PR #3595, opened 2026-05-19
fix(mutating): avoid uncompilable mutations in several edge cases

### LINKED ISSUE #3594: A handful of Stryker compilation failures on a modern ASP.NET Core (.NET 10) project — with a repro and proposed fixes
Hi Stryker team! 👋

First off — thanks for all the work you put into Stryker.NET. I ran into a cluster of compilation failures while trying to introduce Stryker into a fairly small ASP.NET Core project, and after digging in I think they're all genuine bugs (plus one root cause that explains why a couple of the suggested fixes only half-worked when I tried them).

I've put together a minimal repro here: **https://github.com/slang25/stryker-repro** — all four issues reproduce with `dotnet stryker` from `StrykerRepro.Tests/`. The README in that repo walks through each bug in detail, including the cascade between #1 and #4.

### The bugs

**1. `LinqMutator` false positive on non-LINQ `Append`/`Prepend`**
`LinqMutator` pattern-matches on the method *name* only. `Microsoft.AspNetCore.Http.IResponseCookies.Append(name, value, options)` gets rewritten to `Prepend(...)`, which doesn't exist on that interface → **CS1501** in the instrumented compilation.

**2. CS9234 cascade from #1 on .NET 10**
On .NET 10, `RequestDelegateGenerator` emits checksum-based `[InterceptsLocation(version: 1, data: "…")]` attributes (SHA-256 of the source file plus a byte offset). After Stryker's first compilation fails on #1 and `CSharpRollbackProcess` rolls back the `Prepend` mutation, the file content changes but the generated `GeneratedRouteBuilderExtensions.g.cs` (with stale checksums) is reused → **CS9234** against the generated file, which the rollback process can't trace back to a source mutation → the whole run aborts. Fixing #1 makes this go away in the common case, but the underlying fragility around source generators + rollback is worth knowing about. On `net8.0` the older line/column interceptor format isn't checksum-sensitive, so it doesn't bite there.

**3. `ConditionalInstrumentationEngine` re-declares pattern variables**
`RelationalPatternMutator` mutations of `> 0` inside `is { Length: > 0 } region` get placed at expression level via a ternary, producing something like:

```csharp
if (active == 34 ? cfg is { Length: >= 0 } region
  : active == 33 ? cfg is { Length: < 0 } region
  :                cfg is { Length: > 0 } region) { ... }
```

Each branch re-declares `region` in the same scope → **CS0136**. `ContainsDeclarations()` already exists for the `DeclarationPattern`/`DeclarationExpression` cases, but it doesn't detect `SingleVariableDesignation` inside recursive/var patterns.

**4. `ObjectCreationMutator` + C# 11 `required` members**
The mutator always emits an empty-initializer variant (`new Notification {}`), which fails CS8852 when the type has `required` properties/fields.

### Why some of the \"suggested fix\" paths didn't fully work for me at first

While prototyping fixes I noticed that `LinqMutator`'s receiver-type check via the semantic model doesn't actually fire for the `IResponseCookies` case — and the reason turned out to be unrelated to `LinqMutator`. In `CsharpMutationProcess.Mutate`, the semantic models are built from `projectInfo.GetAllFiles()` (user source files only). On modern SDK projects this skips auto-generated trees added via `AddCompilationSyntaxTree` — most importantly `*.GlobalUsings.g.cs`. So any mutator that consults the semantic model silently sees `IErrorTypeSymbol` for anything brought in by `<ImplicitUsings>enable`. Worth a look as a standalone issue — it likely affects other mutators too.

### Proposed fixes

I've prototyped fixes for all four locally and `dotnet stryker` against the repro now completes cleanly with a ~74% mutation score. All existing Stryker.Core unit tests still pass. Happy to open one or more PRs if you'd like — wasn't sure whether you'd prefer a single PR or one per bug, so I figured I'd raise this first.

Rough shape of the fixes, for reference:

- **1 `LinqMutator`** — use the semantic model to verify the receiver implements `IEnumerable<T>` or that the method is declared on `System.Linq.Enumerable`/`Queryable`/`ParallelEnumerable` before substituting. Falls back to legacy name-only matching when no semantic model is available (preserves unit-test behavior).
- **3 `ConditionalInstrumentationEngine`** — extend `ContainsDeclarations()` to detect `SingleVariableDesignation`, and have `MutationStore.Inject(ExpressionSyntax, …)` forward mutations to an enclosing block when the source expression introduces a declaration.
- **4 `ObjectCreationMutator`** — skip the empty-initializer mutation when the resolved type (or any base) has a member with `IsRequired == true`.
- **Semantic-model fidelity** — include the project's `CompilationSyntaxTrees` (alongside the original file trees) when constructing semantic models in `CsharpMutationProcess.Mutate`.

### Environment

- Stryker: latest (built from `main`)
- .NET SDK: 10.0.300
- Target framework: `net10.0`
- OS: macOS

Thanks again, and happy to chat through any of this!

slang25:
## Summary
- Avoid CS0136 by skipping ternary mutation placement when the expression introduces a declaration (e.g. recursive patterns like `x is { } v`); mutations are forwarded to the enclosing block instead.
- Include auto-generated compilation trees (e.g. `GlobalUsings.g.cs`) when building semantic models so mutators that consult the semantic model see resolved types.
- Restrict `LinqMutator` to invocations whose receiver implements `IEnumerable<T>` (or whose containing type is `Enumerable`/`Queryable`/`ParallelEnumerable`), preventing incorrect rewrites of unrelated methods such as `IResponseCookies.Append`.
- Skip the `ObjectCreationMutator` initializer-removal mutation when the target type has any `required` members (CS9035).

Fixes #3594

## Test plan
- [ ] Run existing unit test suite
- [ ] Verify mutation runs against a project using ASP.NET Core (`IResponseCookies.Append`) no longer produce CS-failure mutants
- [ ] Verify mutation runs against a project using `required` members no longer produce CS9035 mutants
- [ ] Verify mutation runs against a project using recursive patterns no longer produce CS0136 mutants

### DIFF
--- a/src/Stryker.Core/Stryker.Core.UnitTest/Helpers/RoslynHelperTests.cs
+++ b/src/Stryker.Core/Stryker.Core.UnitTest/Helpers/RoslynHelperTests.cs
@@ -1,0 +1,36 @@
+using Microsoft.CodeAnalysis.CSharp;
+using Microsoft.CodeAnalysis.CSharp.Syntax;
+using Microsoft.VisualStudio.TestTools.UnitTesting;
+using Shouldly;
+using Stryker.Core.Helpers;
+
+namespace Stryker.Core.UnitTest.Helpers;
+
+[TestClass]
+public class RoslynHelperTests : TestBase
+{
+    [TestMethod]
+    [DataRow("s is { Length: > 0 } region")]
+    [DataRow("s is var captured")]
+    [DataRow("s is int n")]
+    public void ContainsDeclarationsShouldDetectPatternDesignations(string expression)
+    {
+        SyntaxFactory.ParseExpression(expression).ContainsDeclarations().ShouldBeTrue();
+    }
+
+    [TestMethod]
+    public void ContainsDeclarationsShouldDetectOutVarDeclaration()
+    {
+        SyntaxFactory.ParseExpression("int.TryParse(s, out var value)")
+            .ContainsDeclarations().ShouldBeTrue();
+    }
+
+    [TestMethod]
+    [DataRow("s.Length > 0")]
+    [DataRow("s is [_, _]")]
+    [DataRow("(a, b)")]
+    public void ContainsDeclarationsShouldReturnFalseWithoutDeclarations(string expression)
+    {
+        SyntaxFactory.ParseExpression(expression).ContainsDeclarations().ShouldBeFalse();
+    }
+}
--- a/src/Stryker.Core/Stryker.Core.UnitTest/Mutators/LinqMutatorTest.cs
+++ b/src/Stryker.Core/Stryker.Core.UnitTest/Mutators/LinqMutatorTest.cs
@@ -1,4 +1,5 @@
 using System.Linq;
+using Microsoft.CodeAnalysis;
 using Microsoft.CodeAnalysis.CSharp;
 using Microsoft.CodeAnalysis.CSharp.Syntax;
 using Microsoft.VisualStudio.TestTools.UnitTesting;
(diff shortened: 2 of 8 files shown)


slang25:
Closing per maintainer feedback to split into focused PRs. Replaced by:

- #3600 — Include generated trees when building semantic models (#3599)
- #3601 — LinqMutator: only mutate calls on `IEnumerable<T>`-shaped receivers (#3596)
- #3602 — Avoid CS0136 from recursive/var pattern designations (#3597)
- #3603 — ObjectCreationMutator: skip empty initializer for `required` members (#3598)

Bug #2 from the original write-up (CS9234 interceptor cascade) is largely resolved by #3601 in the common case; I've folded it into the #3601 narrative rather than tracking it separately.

# TASK PROMPT
Look through the data above and report every line in which "SyntaxFactory" appears.

# TASK RESULT
+        SyntaxFactory.ParseExpression(expression).ContainsDeclarations().ShouldBeTrue();
+        SyntaxFactory.ParseExpression("int.TryParse(s, out var value)")
+        SyntaxFactory.ParseExpression(expression).ContainsDeclarations().ShouldBeFalse();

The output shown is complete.